ASSIGNMENT
Wherever "items" occurs in the entries, copy the line that holds it.

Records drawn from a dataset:
———
PR #542, opened 2023-01-19
Add dynamic color option in settings for API >=32

angiesasmita:
[NiA Dynamic Color Option After.webm](https://user-images.githubusercontent.com/10851617/213369000-ed2bd639-b6be-4e4e-9fc9-b9152b660df1.webm)


core/designsystem/src/androidTest/java/com/google/samples/apps/nowinandroid/core/designsystem/ThemeTest.kt
```diff
@@ -241,6 +263,18 @@ class ThemeTest {
         )
     }
 
+    private fun defaultTintTheme(): TintTheme {
+        return TintTheme()
+    }
+
+    private fun dynamicTintTheme(colorScheme: ColorScheme): TintTheme {
```
alexvanyo, line 270: Nit: Maybe name this `dynamicTintThemeWithFallback` for consistency with the other methods?

feature/settings/src/main/java/com/google/samples/apps/nowinandroid/feature/settings/SettingsDialog.kt
```diff
@@ -71,19 +76,33 @@ fun SettingsDialog(
...
     onChangeDarkThemeConfig: (darkThemeConfig: DarkThemeConfig) -> Unit
 ) {
+    val configuration = LocalConfiguration.current
 
+    /**
+     * usePlatformDefaultWidth = false is use as a temporary fix to allow
+     * height recalculation during recomposition. This, however, causes
+     * Dialog's to occupy full width in Compact mode. Therefore max width
+     * is configured below. This should be removed when there's fix to
+     * b/221643630
```
alexvanyo, line 101: Nit: I think its better to use the full URL that is publicly accessible: https://issuetracker.google.com/issues/221643630

feature/bookmarks/src/main/res/drawable/img_empty_bookmarks.xml
```diff
@@ -1,31 +0,0 @@
-<?xml version="1.0" encoding="utf-8"?>
```
alexvanyo, line 1: Mentioned in chat, let's keep this as an SVG if possible for better resizing support.

core/designsystem/src/main/java/com/google/samples/apps/nowinandroid/core/designsystem/theme/Tint.kt
```diff
@@ -0,0 +1,34 @@
...
+import androidx.compose.runtime.Immutable
+import androidx.compose.runtime.staticCompositionLocalOf
+import androidx.compose.ui.graphics.Color
+
+/**
+ * A class to model background color and tonal elevation values for Now in Android.
+ */
+@Immutable
+data class TintTheme(
+    val iconTint: Color? = null,
```
alexvanyo, line 28: Nit: Could potentially use `Color.Unspecified` here, as opposed to `null` for the default case.

feature/settings/src/main/java/com/google/samples/apps/nowinandroid/feature/settings/SettingsDialog.kt
```diff
@@ -71,19 +76,33 @@ fun SettingsDialog(
...
+     */
     AlertDialog(
+        properties = DialogProperties(usePlatformDefaultWidth = false),
+        modifier = Modifier.widthIn(max = configuration.screenWidthDp.dp - 80.dp),
```
alexvanyo, line 105: I'm scared this might lead to an awkwardly large dialog when fullscreen on foldables/tablets

feature/settings/src/main/java/com/google/samples/apps/nowinandroid/feature/settings/SettingsDialog.kt
```diff
@@ -145,7 +169,22 @@ private fun SettingsPanel(
             onClick = { onChangeThemeBrand(ANDROID) }
         )
     }
-    SettingsDialogSectionTitle(text = "Dark mode preference")
+    if (settings.brand == DEFAULT && supportDynamicColor) {
+        SettingsDialogSectionTitle(text = stringResource(R.string.dynamic_color_preference))
+        Column(Modifier.selectableGroup()) {
+            SettingsDialogThemeChooserRow(
+                text = stringResource(string.dynamic_color_yes),
+                selected = settings.useDynamicColor == true,
```
alexvanyo, line 177: Nit: can this be simplified to:
```suggestion
                selected = settings.useDynamicColor,
```

feature/settings/src/main/java/com/google/samples/apps/nowinandroid/feature/settings/SettingsDialog.kt
```diff
@@ -145,7 +169,22 @@ private fun SettingsPanel(
...
+                onClick = { onChangeDynamicColorPreference(true) }
+            )
+            SettingsDialogThemeChooserRow(
+                text = stringResource(string.dynamic_color_no),
+                selected = settings.useDynamicColor == false,
```
alexvanyo, line 182: Nit: Same here, can this be simplified to:
```suggestion
                selected = !settings.useDynamicColor,
```

alexvanyo (commented):
This looks great!

Just a few nits, especially to confirm the dialog workaround and that we want to have dynamic theming disabled by default (even when supported)

feature/settings/src/main/java/com/google/samples/apps/nowinandroid/feature/settings/SettingsDialog.kt
angiesasmita: I tested this with other screen sizes, it only affects the Compact size somehow. Also why I added the fix for max width only :)

core/designsystem/src/main/java/com/google/samples/apps/nowinandroid/core/designsystem/theme/Tint.kt
angiesasmita: Since this is passed to `ColorFilter`, Color.Unspecified causes the icon to disappear. Sticking with null here.

angiesasmita:
@alexvanyo yup, dynamic theming was decided to be disabled by default to allow the NiA branding to show as the main theme as it is optimised to show case the beautiful design.

core/designsystem/src/main/java/com/google/samples/apps/nowinandroid/core/designsystem/theme/Tint.kt
alexvanyo: Sounds good! I think we could keep the same logic and use `Color.isSpecified` to choose whether to use the `ColorFilter` or not, but I don't feel strongly either way.

feature/settings/src/main/java/com/google/samples/apps/nowinandroid/feature/settings/SettingsDialog.kt
alexvanyo: Oh nice! I tested it and verified that's the case on a tablet, I also found where that's being set:
https://cs.android.com/androidx/platform/frameworks/support/+/androidx-main:compose/material3/material3/src/commonMain/kotlin/androidx/compose/material3/AlertDialog.kt;l=215;drc=cf950e6a8ecdc4a3281bb7295f02a98e16798d49

Looks good!

alexvanyo (approved):
Looks good to me, only remaining thing is if we can get the SVG that works!

PR #548, opened 2023-01-26
Fix bookmarking scrolling to top of the page bug

### LINKED ISSUE #426: [Bug]: The screen goes up after bookmarking an item

### What happened?

When I bookmark an article on the home page, the page scrolls up and returns to the default position.

https://user-images.githubusercontent.com/50018300/201514331-e2aa7885-855b-440b-8367-0395fbc8b5de.mp4

### Relevant logcat output

_No response_

### Code of Conduct

manuelvicnt:
Fixes #426 

Bug fixed

### DIFF
--- a/feature/foryou/src/main/java/com/google/samples/apps/nowinandroid/feature/foryou/ForYouViewModel.kt
+++ b/feature/foryou/src/main/java/com/google/samples/apps/nowinandroid/feature/foryou/ForYouViewModel.kt
@@ -32,7 +32,6 @@ import kotlinx.coroutines.flow.combine
 import kotlinx.coroutines.flow.flatMapLatest
 import kotlinx.coroutines.flow.flowOf
 import kotlinx.coroutines.flow.map
-import kotlinx.coroutines.flow.onStart
 import kotlinx.coroutines.flow.stateIn
 import kotlinx.coroutines.launch
 import javax.inject.Inject
@@ -76,7 +75,6 @@ class ForYouViewModel @Inject constructor(
             // As the selected topics and topic state changes, this will cancel the old feed
             // monitoring and start the new one.
             .flatMapLatest { it }
-            .onStart { emit(NewsFeedUiState.Loading) }
             .stateIn(
                 scope = viewModelScope,
                 started = SharingStarted.WhileSubscribed(5_000),
--- a/feature/foryou/src/main/java/com/google/samples/apps/nowinandroid/feature/foryou/ForYouViewModel.kt
+++ b/feature/foryou/src/main/java/com/google/samples/apps/nowinandroid/feature/foryou/ForYouViewModel.kt
@@ -68,13 +68,15 @@ class ForYouViewModel @Inject constructor(
                 } else {
                     getSaveableNewsResources(
                         filterTopicIds = userData.followedTopics,
-                    ).mapToFeedState()
+                    )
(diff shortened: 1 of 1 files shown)


feature/foryou/src/main/java/com/google/samples/apps/nowinandroid/feature/foryou/ForYouViewModel.kt
```diff
@@ -68,13 +68,15 @@ class ForYouViewModel @Inject constructor(
...
-                    ).mapToFeedState()
+                    )
+                        .map<List<UserNewsResource>, NewsFeedUiState>(NewsFeedUiState::Success)
                 }
             }
             // Flatten the feed flows.
             // As the selected topics and topic state changes, this will cancel the old feed
             // monitoring and start the new one.
             .flatMapLatest { it }
+            .onStart { emit(NewsFeedUiState.Loading) }
```
tunjid, line 79: If we still use `onStart`, if we leave the bookmarks screen for > 5 seconds, the bug will show up again. Can we drop  emitting `Loading` each time we resume the stream? It wipes out the cached state in the `StateFlow`.

dturner: I don't think we need `Async`. The initial value for the news feed is already set to `Loading`. 

The only scenario I can think of where we'd want to show a loading indicator to the user again would be during a network sync, but this is already handled by a separate flow in `isSyncing`.

alexvanyo: +1, or at least changing the types here so that it is more clear what behavior we want.

Right now, we clear out the old data when we are loading, which ends up leading to behavior that feels weird. The behavior we want is that we can continue showing the old data while we are loading (but we still want to indicate that we are reloading).

I feel like we should allow the `Loading` state to also have a list of items to display, which would be the set of old items while we are loading new ones.

hoc081098: @tunjid
StateFlow will not reset cache value to Loading (it will reset if we use `WhileSubscribed(replayExpiration = Duration.ZERO)`.

_Sent from my 2201117TG using [FastHub](https://play.google.com/store/apps/details?id=com.fastaccess.github)_

dturner: @hoc081098 `onStart` will be called when the flow is restarted, which will happen if the app is backgrounded for >5 seconds and then brought to the foreground. This will cause the flow to emit a `Loading` state.

hoc081098: My bad 😂

manuelvicnt: I think we were overthinking this... unless I'm missing something obvious `onStart` isn't needed there. `stateIn`'s `initialValue` should already give us the loading signal while data is fetched for the first time

dturner (approved):
Thanks for fixing this 👍

tunjid (approved):

PR #558, opened 2023-02-03
Switch GMD to use a convention plugin

alexvanyo:
Pulls out the GMD configuration into a convention plugin, so that we have a single place to define devices and configure all modules to use them.

### DIFF
--- a/.github/workflows/AndroidCIWithGmd.yaml
+++ b/.github/workflows/AndroidCIWithGmd.yaml
@@ -10,6 +10,9 @@ jobs:
 
   android-ci:
     runs-on: macos-12
+    strategy:
+      matrix:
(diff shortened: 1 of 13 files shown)


thagikura (commented):
Thanks for doing this!

The change looks good, but looking at the recent attempt, https://github.com/android/nowinandroid/actions/runs/4088840030/jobs/7050913035

the duration of the execution is nearly doubled. Is it possible to have a look if it's related to the convention plugin?

alexvanyo:
With the convention plugin, I'm applying GMD to all modules now, instead of just those that have Android tests. Maybe that's the reason for the extra overhead?

thagikura (approved):
I see. Thanks for the clarification

PR #561, opened 2023-02-04
Updgrade androidx-lifecycle from 2.6.0-alpha03 to 2.6.0-alpha05

SimonMarquis:
> `Transformations` is now written in Kotlin. This is a **source incompatible change** for those classes written in Kotlin that were directly using syntax such as `Transformations.map`
> Kotlin code **must** now use the Kotlin extension method syntax that was previously only available when using `lifecycle-livedata-ktx`.

> The `collectAsStateWithLifecycle()` APIs of `lifecycle-runtime-compose` are no longer in experimental status. (I09d42, b/258835424)

Changelog: https://developer.android.com/jetpack/androidx/releases/lifecycle#2.6.0-alpha05


SimonMarquis:
There is a class collision between `kotlin-stdlib-1.8.0` (`org.jetbrains.kotlin:kotlin-stdlib:1.8.0`) and `kotlin-stdlib-jdk8-1.7.21` (`org.jetbrains.kotlin:kotlin-stdlib-jdk8:1.7.21`).

Let's wait for:
- https://github.com/android/nowinandroid/pull/564

alexvanyo:
@SimonMarquis since #564 was merged, I think this could be rebased now?

alexvanyo (approved):

PR #567, opened 2023-02-04
Migrate last build.gradle to build.gradle.kts

SimonMarquis:


alexvanyo (approved):
Thanks for the contribution here!

Issue #534, opened 2023-01-13
[Bug]: Multiple fingers can touch the screen at the same time


nntsl:
### Is there an existing issue for this?

- [X] I have searched the existing issues

### Is there a StackOverflow question about this issue?

- [X] I have searched StackOverflow

### What happened?

It is possible to click multiple items at TopicsTabContent once (the same happens with People tab). 
If we press with several fingers at once, all screens will open. Going back we will see all of them.

### Code of Conduct

- [X] I agree to follow this project's Code of Conduct

vishesh211:
@nntsl  I reproduced the bug on my android too. There is this stackoverflow answer for a similar question which uses a extension. I added the code and tested it on my system. It successfully killed the bug and the interests screen was registering one touch at a time. 

I'll paste the link here. You can look it up yourself.
StackOverflow link:-  https://stackoverflow.com/a/72816456

vishesh211:
hi @dturner i am new to this library. I have fixed this bug and created a pull request. Can you guide me on what i need to do next. Thank you it will help me out a lot.

chenlong0225:
Use **launchSingleTop = true**
![image](https://user-images.githubusercontent.com/120089153/227418333-853c9c68-02a8-4464-9552-7e12caec3782.png)
![image](https://user-images.githubusercontent.com/120089153/227418408-8e5fbbe8-fbb4-47c4-a1ed-dcca667ce842.png)

PR #568, opened 2023-02-04
Vishesh211/bug 534 interests multiple click

vishesh211:
Closes: https://github.com/android/nowinandroid/issues/534

Multiple Finger were opening multiple screens at the same time in the interests tab. The fix i have added is to create an extension with modifier that detects only one touch that happens first and then opens that particular screen.


mmoczkowski (changes requested):
Thank you for attempting to fix this issue. However, I think a better approach would be to use navoptions with launchSingleTop

vishesh211:
Okay. Working on it.

vishesh211:
@mmoczkowski Have made the changes you said. Please review it.

build.gradle.kts
```diff
@@ -26,6 +26,8 @@ buildscript {
 }
 
 plugins {
+    java
```
mmoczkowski, line 29: not needed, please remove

feature/interests/src/main/java/com/google/samples/apps/nowinandroid/feature/interests/TabContent.kt
```diff
@@ -25,22 +25,25 @@ import androidx.compose.foundation.layout.windowInsetsBottomHeight
...
     onFollowButtonClick: (String, Boolean) -> Unit,
-    modifier: Modifier = Modifier,
+    modifier: Modifier = Modifier
 ) {
     LazyColumn(
         modifier = modifier
             .padding(horizontal = 16.dp)
             .testTag("interests:topics"),
-        contentPadding = PaddingValues(top = 8.dp),
+        contentPadding = PaddingValues(top = 8.dp)
```
mmoczkowski, line 46: Let's keep the trailing commas

feature/topic/src/main/java/com/google/samples/apps/nowinandroid/feature/topic/navigation/TopicNavigation.kt
```diff
@@ -37,7 +37,9 @@ internal class TopicArgs(val topicId: String) {
 
 fun NavController.navigateToTopic(topicId: String) {
     val encodedId = Uri.encode(topicId)
-    this.navigate("topic_route/$encodedId")
+    this.navigate("topic_route/$encodedId") {
+        launchSingleTop = true
```
mmoczkowski, line 41: 👌

mmoczkowski (changes requested):
Hey, let's remove the unnecessary stuff and we're good 😄

vishesh211:
Okay sure thanks

build.gradle.kts
vishesh211: Done

feature/interests/src/main/java/com/google/samples/apps/nowinandroid/feature/interests/TabContent.kt
vishesh211: Done

vishesh211:
@mmoczkowski did the cleanup. If anything else is required. Do tell me. :)

mmoczkowski (changes requested):

build.gradle.kts
```diff
@@ -26,6 +26,7 @@ buildscript {
 }
 
 plugins {
+    application
```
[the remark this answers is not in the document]
vishesh211: removed

vishesh211:
@mmoczkowski did the required cleanup.

mmoczkowski (approved):
Thank you, a small, but important change

feature/topic/src/main/java/com/google/samples/apps/nowinandroid/feature/topic/navigation/TopicNavigation.kt
eggman87: @mmoczkowski Doesn't using `launchSingleTop` here introduce a bug where you can no longer do nested navigation from interests graph. 

For example, if I tap on a topic within a news card, it does not take me to that topic screen (when the code explicitly calls navigate to topic).

PR #571, opened 2023-02-04
Upgrade JVM source/target compatibility to 11

SimonMarquis:


dturner (approved):

SimonMarquis:
Yes indeed, it seems like some modules are not configured to use the expected jvm toolchain.
I'll prepare a PR to fix that.

SimonMarquis:
@lihenggui, this should be fixed with #583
———
SOLVED EXERCISE
I feel like we should allow the `Loading` state to also have a list of items to display, which would be the set of old items while we are loading new ones.
It is possible to click multiple items at TopicsTabContent once (the same happens with People tab). 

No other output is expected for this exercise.